What to do: Repeat each line of the listing exactly as written.

Data provided:
Issue #1184, opened 2025-08-20
[pool] Support Flashblocks


andysim3d:
**Describe the feature**
Support [flashblocks](https://docs.base.org/base-chain/flashblocks/apps) 

**Additional context**

PR #1185, opened 2025-08-20
feat: support flashblock #1: incremental update

andysim3d:
[Closes/Fixes] #

part of #1184
## Proposed Changes

  - in chain.rs: rundler is able to fetch a pending block and incremental update ChainUpdate.
  - other file changes are just pass through the flag to rundler and pool.
  -


crates/task/src/block_watcher.rs
```diff
@@ -29,11 +29,17 @@ pub async fn wait_for_new_block(
     provider: &impl EvmProvider,
     last_block_hash: B256,
     poll_interval: Duration,
+    flashblocks: bool,
```
dancoombs, line 32: This could just be `BlockId` and we can do the flashblocks check a layer above. Can add a check that the passed blockId one of pending, latest, finalized.

crates/pool/src/chain.rs
```diff
@@ -230,60 +238,126 @@ impl<P: EvmProvider> Chain<P> {
...
+            if !self.settings.flashblocks {
+                let now_ms = SystemTime::now()
+                    .duration_since(UNIX_EPOCH)
+                    .unwrap_or_default()
+                    .as_millis();
+                let block_timestamp_ms = (block.header.timestamp * 1000) as u128;
+                self.metrics
+                    .block_discovery_delay_ms
+                    .record(now_ms.saturating_sub(block_timestamp_ms) as f64);
+            }
```
dancoombs, line 262: So is this metric not used at all if we're using flashblocks?

bin/rundler/src/cli/pool.rs
```diff
@@ -229,6 +229,7 @@ impl PoolArgs {
                 .verification_gas_limit_efficiency_reject_threshold,
             max_time_in_pool: self.max_time_in_pool_secs.map(Duration::from_secs),
             max_expected_storage_slots: common.max_expected_storage_slots.unwrap_or(usize::MAX),
+            flashblocks: false,
```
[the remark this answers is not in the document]
andysim3d: eventually it will be pass from chain config, but pool need to aware if it is flashblock enable to decide how to parse the update.

crates/pool/src/chain.rs
```diff
@@ -230,60 +238,126 @@ impl<P: EvmProvider> Chain<P> {
...
+                        continue; // same block
+                    }
+                    if pending_block.parent_hash == header.parent_hash {
+                        return chain_update; // same parent
+                    }
+                }
+                self.pending_block = Some(summary.clone());
+                if header.parent_hash == full_block_hash {
+                    return chain_update;
+                }
```
dancoombs, line 289: Can you explain this and the above early return statements?

dancoombs: I think I get it, this is handling the case where there is a new flashblock with new pending ops, but the parent hasn't changed (thus `latest` hasn't changed) and we can skip the parent block processing.

crates/pool/proto/op_pool/op_pool.proto
```diff
@@ -258,6 +258,12 @@ service OpPool {
   // Remove a UserOperation by its id
   rpc RemoveOpById(RemoveOpByIdRequest) returns (RemoveOpByIdResponse);
 
+  // Mark a set of UOs in "pending" state
+  rpc MarkUoPending(MarkUoPendingRequest) returns (MarkUoPendingResponse);
+
+  // Get the bundle hash of the preconfirmed UO by UO hash
+  rpc GetPreConfirmedUo(GetPreConfirmedUoRequest) returns (GetPreConfirmedUoResponse);
```
andysim3d, line 265: reuse getOpsByHashes

crates/pool/src/chain.rs
```diff
@@ -77,6 +81,16 @@ pub(crate) struct ChainSubscriber {
...
     pub(crate) to_track: Arc<RwLock<HashSet<Address>>>,
 }
+
+#[derive(Default, Debug, Clone, PartialEq, Eq)]
+pub(crate) enum UpdateType {
+    // Include at least one full block
+    #[default]
+    Full,
+    // only include pending block
+    Partial,
```
dancoombs, line 91: nit: slightly confused by the naming here, could these map to `Confirmed` and `Preconfirmed`?

crates/rpc/src/eth/api.rs
```diff
@@ -153,18 +153,36 @@ where
     pub(crate) async fn get_user_operation_receipt(
         &self,
         hash: B256,
+        preconfirmation: Option<bool>,
```
dancoombs, line 156: How do you feel about making this a string enum and passing in "pending" as a tag? I think that maps to the other methods well https://docs.base.org/base-chain/flashblocks/apps#eth-getbalance

crates/rpc/src/eth/events/common.rs
```diff
@@ -102,7 +102,28 @@ where
     }
 
     #[instrument(skip_all)]
-    async fn get_receipt(&self, hash: B256) -> anyhow::Result<Option<RpcUserOperationReceipt>> {
+    async fn get_receipt(
+        &self,
+        hash: B256,
+        bundle_transaction: Option<B256>,
```
dancoombs, line 108: Is this specifically a preconfirmed bundle transaction or is this now used for all receipts? It seems like when this arg is used then a fully different path is used within this function, might be cleaner to make it its own function.

crates/pool/src/chain.rs
```diff
@@ -230,45 +250,149 @@ impl<P: EvmProvider> Chain<P> {
...
+                .record(now_ms.saturating_sub(block_timestamp_ms) as f64);
+
+            self.pending_block = Some(summary);
+            if header.parent_hash == full_block_hash {
+                return chain_update;
+            }
+
+            let preconfirmed_txns = chain_update.preconfirmed_txns;
+
+            for attempt in 0..=self.settings.max_sync_retries {
```
dancoombs, line 312: We may consider removing retries for flashblocks. By the time we've gone through these retries there is probably already a new full block to process. Maybe we just retry on full blocks?

crates/pool/src/chain.rs
```diff
@@ -230,45 +250,149 @@ impl<P: EvmProvider> Chain<P> {
 
     #[instrument(skip_all)]
     async fn wait_for_update(&mut self) -> ChainUpdate {
-        let mut block_hash = self
-            .blocks
-            .back()
-            .map(|block| block.hash)
-            .unwrap_or_default();
+        if self.settings.flashblocks && !self.blocks.is_empty() {
```
dancoombs, line 253: What is the reason for only doing this when the blocks list is empty?

crates/pool/src/chain.rs
```diff
@@ -230,45 +250,149 @@ impl<P: EvmProvider> Chain<P> {
...
-                block_hash,
+                latest_block_hash,
                 self.settings.poll_interval,
+                BlockId::pending(),
             )
             .await;
-            block_hash = hash;
+            latest_block_hash = hash;
 
+            let summary = match self.load_flash_block_summary(&block).await {
```
dancoombs, line 275: How do we know if this block is a flashblock or a confirmed block at this point?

Written answer:
Issue #1184, opened 2025-08-20
[pool] Support Flashblocks


andysim3d:
**Describe the feature**
Support [flashblocks](https://docs.base.org/base-chain/flashblocks/apps) 

**Additional context**

PR #1185, opened 2025-08-20
feat: support flashblock #1: incremental update

andysim3d:
[Closes/Fixes] #

part of #1184
## Proposed Changes

  - in chain.rs: rundler is able to fetch a pending block and incremental update ChainUpdate.
  - other file changes are just pass through the flag to rundler and pool.
  -


crates/task/src/block_watcher.rs
```diff
@@ -29,11 +29,17 @@ pub async fn wait_for_new_block(
     provider: &impl EvmProvider,
     last_block_hash: B256,
     poll_interval: Duration,
+    flashblocks: bool,
```
dancoombs, line 32: This could just be `BlockId` and we can do the flashblocks check a layer above. Can add a check that the passed blockId one of pending, latest, finalized.

crates/pool/src/chain.rs
```diff
@@ -230,60 +238,126 @@ impl<P: EvmProvider> Chain<P> {
...
+            if !self.settings.flashblocks {
+                let now_ms = SystemTime::now()
+                    .duration_since(UNIX_EPOCH)
+                    .unwrap_or_default()
+                    .as_millis();
+                let block_timestamp_ms = (block.header.timestamp * 1000) as u128;
+                self.metrics
+                    .block_discovery_delay_ms
+                    .record(now_ms.saturating_sub(block_timestamp_ms) as f64);
+            }
```
dancoombs, line 262: So is this metric not used at all if we're using flashblocks?

bin/rundler/src/cli/pool.rs
```diff
@@ -229,6 +229,7 @@ impl PoolArgs {
                 .verification_gas_limit_efficiency_reject_threshold,
             max_time_in_pool: self.max_time_in_pool_secs.map(Duration::from_secs),
             max_expected_storage_slots: common.max_expected_storage_slots.unwrap_or(usize::MAX),
+            flashblocks: false,
```
[the remark this answers is not in the document]
andysim3d: eventually it will be pass from chain config, but pool need to aware if it is flashblock enable to decide how to parse the update.

crates/pool/src/chain.rs
```diff
@@ -230,60 +238,126 @@ impl<P: EvmProvider> Chain<P> {
...
+                        continue; // same block
+                    }
+                    if pending_block.parent_hash == header.parent_hash {
+                        return chain_update; // same parent
+                    }
+                }
+                self.pending_block = Some(summary.clone());
+                if header.parent_hash == full_block_hash {
+                    return chain_update;
+                }
```
dancoombs, line 289: Can you explain this and the above early return statements?

dancoombs: I think I get it, this is handling the case where there is a new flashblock with new pending ops, but the parent hasn't changed (thus `latest` hasn't changed) and we can skip the parent block processing.

crates/pool/proto/op_pool/op_pool.proto
```diff
@@ -258,6 +258,12 @@ service OpPool {
   // Remove a UserOperation by its id
   rpc RemoveOpById(RemoveOpByIdRequest) returns (RemoveOpByIdResponse);
 
+  // Mark a set of UOs in "pending" state
+  rpc MarkUoPending(MarkUoPendingRequest) returns (MarkUoPendingResponse);
+
+  // Get the bundle hash of the preconfirmed UO by UO hash
+  rpc GetPreConfirmedUo(GetPreConfirmedUoRequest) returns (GetPreConfirmedUoResponse);
```
andysim3d, line 265: reuse getOpsByHashes

crates/pool/src/chain.rs
```diff
@@ -77,6 +81,16 @@ pub(crate) struct ChainSubscriber {
...
     pub(crate) to_track: Arc<RwLock<HashSet<Address>>>,
 }
+
+#[derive(Default, Debug, Clone, PartialEq, Eq)]
+pub(crate) enum UpdateType {
+    // Include at least one full block
+    #[default]
+    Full,
+    // only include pending block
+    Partial,
```
dancoombs, line 91: nit: slightly confused by the naming here, could these map to `Confirmed` and `Preconfirmed`?

crates/rpc/src/eth/api.rs
```diff
@@ -153,18 +153,36 @@ where
     pub(crate) async fn get_user_operation_receipt(
         &self,
         hash: B256,
+        preconfirmation: Option<bool>,
```
dancoombs, line 156: How do you feel about making this a string enum and passing in "pending" as a tag? I think that maps to the other methods well https://docs.base.org/base-chain/flashblocks/apps#eth-getbalance

crates/rpc/src/eth/events/common.rs
```diff
@@ -102,7 +102,28 @@ where
     }
 
     #[instrument(skip_all)]
-    async fn get_receipt(&self, hash: B256) -> anyhow::Result<Option<RpcUserOperationReceipt>> {
+    async fn get_receipt(
+        &self,
+        hash: B256,
+        bundle_transaction: Option<B256>,
```
dancoombs, line 108: Is this specifically a preconfirmed bundle transaction or is this now used for all receipts? It seems like when this arg is used then a fully different path is used within this function, might be cleaner to make it its own function.

crates/pool/src/chain.rs
```diff
@@ -230,45 +250,149 @@ impl<P: EvmProvider> Chain<P> {
...
+                .record(now_ms.saturating_sub(block_timestamp_ms) as f64);
+
+            self.pending_block = Some(summary);
+            if header.parent_hash == full_block_hash {
+                return chain_update;
+            }
+
+            let preconfirmed_txns = chain_update.preconfirmed_txns;
+
+            for attempt in 0..=self.settings.max_sync_retries {
```
dancoombs, line 312: We may consider removing retries for flashblocks. By the time we've gone through these retries there is probably already a new full block to process. Maybe we just retry on full blocks?

crates/pool/src/chain.rs
```diff
@@ -230,45 +250,149 @@ impl<P: EvmProvider> Chain<P> {
 
     #[instrument(skip_all)]
     async fn wait_for_update(&mut self) -> ChainUpdate {
-        let mut block_hash = self
-            .blocks
-            .back()
-            .map(|block| block.hash)
-            .unwrap_or_default();
+        if self.settings.flashblocks && !self.blocks.is_empty() {
```
dancoombs, line 253: What is the reason for only doing this when the blocks list is empty?

crates/pool/src/chain.rs
```diff
@@ -230,45 +250,149 @@ impl<P: EvmProvider> Chain<P> {
...
-                block_hash,
+                latest_block_hash,
                 self.settings.poll_interval,
+                BlockId::pending(),
             )
             .await;
-            block_hash = hash;
+            latest_block_hash = hash;
 
+            let summary = match self.load_flash_block_summary(&block).await {
```
dancoombs, line 275: How do we know if this block is a flashblock or a confirmed block at this point?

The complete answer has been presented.